*** Opening of PROVIDED INFORMATION ***

PR #4300, opened 2026-04-21
fix: respect --from when describing index components and triggers

hassanredaa:


markoa:

PR #4301, opened 2026-04-21
fix: auto sign-off DCO for Cursor PRs

### LINKED ISSUE #3520: DCO check should not fail when Cursor is opening the PR

harxhist:
Closes #3520 
Fix to auto sign-off cursor PRs


shiroyasha:
Interesting approach! Not yet sure if this is the right fit for our repo. I'll have to think about it.

shiroyasha:
Thank you for opening this PR. After reviewing it several times I realized that we can't use this solution. DCO signing needs to be tied to a human, not to a robot.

*** Close of PROVIDED INFORMATION ***

Write out only the final block of lines, starting at the line with "fix: auto sign-off DCO for Cursor PRs" and running to the end of the material.

fix: auto sign-off DCO for Cursor PRs

### LINKED ISSUE #3520: DCO check should not fail when Cursor is opening the PR

harxhist:
Closes #3520 
Fix to auto sign-off cursor PRs


shiroyasha:
Interesting approach! Not yet sure if this is the right fit for our repo. I'll have to think about it.

shiroyasha:
Thank you for opening this PR. After reviewing it several times I realized that we can't use this solution. DCO signing needs to be tied to a human, not to a robot.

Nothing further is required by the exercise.